Data records ->

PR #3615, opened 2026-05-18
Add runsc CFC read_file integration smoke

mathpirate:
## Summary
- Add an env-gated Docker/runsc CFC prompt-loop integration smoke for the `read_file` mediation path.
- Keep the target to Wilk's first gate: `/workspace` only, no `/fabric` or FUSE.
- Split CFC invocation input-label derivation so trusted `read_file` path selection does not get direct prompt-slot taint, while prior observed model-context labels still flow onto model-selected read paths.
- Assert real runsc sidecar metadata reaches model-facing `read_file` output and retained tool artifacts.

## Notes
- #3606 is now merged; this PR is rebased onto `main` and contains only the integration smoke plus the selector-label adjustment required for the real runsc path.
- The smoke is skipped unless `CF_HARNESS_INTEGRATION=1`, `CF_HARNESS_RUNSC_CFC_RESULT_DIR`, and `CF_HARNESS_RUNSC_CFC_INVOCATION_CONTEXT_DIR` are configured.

---

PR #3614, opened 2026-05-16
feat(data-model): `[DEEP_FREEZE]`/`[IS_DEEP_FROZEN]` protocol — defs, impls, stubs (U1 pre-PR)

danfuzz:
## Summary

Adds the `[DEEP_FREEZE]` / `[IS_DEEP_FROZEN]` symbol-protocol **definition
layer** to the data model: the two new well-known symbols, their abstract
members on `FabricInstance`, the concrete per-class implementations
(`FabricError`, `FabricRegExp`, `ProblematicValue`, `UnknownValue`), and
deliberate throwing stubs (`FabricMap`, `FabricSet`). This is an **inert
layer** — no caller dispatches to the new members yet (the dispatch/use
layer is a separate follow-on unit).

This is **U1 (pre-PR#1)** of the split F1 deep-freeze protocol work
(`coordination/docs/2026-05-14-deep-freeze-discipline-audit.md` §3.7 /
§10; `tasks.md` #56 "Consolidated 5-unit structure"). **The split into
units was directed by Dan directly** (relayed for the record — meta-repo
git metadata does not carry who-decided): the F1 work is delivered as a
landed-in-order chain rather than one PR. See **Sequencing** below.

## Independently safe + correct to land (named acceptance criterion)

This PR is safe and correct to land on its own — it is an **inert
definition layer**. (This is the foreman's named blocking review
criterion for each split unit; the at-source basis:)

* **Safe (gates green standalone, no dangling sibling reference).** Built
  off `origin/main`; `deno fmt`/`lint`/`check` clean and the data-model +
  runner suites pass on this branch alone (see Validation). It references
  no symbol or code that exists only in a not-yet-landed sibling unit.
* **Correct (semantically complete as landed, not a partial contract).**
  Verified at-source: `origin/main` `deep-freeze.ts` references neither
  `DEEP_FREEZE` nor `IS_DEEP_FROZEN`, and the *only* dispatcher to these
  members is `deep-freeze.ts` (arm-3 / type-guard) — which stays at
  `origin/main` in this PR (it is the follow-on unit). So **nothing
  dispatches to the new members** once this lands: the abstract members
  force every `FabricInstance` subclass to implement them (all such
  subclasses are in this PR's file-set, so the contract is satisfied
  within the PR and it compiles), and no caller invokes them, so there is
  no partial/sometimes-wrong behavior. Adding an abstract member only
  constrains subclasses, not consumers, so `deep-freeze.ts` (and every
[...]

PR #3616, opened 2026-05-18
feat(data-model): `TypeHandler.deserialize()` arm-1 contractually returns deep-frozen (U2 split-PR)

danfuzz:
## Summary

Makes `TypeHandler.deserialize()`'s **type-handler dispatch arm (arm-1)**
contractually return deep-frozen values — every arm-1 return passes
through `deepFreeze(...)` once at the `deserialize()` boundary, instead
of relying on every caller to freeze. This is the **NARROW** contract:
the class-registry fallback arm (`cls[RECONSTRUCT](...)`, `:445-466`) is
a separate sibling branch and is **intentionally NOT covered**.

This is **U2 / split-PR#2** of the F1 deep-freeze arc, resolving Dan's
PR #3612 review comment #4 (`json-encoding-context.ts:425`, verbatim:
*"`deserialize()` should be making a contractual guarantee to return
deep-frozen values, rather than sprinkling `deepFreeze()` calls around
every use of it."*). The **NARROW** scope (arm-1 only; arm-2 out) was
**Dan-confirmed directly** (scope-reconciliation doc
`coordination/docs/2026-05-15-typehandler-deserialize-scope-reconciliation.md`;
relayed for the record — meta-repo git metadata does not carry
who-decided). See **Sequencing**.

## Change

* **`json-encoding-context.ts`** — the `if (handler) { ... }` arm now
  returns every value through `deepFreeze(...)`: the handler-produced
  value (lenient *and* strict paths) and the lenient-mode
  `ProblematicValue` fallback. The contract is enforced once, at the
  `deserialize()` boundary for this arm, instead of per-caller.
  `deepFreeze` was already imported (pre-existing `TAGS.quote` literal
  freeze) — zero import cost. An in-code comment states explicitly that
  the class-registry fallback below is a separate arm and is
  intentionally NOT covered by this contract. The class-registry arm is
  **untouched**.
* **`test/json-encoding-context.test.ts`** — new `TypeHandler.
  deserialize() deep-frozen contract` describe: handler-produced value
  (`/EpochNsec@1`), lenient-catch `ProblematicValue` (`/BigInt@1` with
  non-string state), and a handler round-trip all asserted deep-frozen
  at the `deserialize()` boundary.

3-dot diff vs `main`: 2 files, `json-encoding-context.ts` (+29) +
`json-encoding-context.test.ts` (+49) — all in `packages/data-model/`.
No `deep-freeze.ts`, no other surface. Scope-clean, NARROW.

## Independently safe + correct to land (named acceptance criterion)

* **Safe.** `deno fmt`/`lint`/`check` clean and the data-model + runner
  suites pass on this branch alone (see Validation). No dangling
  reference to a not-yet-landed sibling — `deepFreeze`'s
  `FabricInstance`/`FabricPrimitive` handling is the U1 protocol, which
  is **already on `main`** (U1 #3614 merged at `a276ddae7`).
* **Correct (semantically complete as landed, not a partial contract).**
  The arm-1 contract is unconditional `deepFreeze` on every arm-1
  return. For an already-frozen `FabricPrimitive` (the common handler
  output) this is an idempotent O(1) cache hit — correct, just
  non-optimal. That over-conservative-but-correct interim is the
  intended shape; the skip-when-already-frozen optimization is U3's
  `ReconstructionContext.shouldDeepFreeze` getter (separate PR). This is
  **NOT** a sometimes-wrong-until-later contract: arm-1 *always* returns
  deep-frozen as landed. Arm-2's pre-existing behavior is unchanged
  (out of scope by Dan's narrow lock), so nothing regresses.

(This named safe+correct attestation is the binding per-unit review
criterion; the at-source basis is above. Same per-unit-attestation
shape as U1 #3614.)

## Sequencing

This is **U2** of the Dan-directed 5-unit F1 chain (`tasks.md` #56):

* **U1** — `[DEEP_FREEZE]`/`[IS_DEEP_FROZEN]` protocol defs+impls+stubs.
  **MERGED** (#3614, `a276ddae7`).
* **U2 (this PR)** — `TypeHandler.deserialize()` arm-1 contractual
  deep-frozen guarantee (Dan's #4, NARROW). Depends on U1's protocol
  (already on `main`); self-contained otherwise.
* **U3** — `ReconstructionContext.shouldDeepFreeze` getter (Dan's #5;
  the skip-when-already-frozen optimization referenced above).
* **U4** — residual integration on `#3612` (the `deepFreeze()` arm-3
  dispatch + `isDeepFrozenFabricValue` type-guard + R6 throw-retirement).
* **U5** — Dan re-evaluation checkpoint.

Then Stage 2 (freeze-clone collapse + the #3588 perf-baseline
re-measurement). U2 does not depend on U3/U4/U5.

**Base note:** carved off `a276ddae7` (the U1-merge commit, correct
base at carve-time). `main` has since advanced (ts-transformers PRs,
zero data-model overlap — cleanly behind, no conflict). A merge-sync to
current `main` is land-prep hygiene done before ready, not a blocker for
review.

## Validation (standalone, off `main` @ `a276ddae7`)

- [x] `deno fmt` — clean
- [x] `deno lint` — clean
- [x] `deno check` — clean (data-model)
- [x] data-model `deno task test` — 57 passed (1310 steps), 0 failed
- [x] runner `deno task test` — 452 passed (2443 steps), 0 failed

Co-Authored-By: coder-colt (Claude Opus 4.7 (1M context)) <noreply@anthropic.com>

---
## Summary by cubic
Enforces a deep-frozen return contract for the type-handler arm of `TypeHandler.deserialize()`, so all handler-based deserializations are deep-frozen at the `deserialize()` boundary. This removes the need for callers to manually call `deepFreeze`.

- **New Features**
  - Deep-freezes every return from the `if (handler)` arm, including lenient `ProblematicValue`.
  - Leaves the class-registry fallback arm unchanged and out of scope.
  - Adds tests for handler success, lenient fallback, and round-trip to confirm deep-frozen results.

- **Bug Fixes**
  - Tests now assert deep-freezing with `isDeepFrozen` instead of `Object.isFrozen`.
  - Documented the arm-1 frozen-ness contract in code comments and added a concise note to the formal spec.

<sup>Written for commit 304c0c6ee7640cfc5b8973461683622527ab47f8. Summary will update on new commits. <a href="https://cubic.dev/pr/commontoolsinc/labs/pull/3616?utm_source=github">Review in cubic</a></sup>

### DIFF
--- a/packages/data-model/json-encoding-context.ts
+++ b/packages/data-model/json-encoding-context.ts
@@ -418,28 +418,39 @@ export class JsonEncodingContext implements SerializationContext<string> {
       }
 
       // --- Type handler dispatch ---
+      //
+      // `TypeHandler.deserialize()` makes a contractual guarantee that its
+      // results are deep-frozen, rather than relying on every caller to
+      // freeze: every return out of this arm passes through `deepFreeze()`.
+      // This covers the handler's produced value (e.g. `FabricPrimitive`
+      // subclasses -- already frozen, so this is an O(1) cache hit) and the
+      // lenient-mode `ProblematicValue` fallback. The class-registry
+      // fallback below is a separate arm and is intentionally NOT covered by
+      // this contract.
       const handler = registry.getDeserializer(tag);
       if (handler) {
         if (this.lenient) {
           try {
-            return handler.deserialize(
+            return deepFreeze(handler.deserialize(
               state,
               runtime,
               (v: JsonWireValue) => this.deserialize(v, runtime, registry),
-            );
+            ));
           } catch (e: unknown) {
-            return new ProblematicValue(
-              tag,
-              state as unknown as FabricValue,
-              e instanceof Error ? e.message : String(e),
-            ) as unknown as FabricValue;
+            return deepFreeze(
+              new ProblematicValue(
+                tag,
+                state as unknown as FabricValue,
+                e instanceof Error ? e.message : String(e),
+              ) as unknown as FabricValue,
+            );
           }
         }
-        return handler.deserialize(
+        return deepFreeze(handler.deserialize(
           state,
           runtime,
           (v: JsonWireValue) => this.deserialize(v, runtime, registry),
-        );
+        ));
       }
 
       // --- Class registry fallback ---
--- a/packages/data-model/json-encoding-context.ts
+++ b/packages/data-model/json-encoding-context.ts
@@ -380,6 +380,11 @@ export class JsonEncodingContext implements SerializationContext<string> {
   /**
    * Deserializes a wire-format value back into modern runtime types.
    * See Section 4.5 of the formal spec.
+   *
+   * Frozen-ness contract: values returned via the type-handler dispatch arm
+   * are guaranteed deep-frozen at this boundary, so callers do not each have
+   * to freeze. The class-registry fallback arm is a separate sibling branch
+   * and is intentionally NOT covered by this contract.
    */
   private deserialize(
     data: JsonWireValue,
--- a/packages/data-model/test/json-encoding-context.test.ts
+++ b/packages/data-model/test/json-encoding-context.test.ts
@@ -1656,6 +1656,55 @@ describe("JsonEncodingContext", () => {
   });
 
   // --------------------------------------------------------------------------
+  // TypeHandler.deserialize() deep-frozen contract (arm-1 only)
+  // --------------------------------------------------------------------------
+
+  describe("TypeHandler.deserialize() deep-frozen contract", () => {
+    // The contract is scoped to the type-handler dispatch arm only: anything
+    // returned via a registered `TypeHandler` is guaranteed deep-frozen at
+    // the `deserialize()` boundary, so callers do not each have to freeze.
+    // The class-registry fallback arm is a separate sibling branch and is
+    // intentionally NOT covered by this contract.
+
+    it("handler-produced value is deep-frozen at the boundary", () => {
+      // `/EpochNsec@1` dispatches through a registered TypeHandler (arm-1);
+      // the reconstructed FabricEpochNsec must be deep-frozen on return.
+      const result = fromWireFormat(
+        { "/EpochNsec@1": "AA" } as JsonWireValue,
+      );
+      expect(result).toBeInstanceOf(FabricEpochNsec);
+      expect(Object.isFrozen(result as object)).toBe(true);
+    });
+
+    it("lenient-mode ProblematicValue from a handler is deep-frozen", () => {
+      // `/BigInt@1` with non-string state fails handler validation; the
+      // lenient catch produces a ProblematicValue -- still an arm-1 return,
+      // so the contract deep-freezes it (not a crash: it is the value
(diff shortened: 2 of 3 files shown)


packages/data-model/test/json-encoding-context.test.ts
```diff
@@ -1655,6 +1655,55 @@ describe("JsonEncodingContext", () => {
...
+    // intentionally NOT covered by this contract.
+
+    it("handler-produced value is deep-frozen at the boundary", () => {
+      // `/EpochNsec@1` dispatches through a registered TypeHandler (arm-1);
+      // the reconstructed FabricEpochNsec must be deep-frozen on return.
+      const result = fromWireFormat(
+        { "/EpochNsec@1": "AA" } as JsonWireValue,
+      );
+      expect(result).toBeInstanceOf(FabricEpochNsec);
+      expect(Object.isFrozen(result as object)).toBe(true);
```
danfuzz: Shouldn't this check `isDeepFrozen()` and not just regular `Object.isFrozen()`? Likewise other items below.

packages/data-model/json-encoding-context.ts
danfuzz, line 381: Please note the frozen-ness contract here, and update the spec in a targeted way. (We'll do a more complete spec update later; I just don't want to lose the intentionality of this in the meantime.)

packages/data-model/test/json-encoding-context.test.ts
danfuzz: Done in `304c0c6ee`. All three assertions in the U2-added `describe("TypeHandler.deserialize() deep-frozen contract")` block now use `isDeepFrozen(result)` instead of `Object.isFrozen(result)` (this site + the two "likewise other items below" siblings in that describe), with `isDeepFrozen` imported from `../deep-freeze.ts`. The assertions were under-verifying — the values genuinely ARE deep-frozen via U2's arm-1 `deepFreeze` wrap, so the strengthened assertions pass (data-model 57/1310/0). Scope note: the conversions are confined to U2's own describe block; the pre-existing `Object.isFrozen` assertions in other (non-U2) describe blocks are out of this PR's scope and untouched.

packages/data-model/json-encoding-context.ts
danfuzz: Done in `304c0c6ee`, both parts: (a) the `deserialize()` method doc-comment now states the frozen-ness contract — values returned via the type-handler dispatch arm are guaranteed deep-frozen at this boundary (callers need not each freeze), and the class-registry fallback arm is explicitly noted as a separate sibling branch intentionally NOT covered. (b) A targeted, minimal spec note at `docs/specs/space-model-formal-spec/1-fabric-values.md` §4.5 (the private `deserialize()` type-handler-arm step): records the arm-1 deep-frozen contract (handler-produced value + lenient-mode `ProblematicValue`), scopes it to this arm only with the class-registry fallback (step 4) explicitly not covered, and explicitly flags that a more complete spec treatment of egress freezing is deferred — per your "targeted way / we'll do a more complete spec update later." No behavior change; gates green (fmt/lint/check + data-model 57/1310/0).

WORK ORDER -> Using the records above, report the count of lines holding "prompt" and nothing else.

SOLUTION FOR THIS PROBLEM -> 2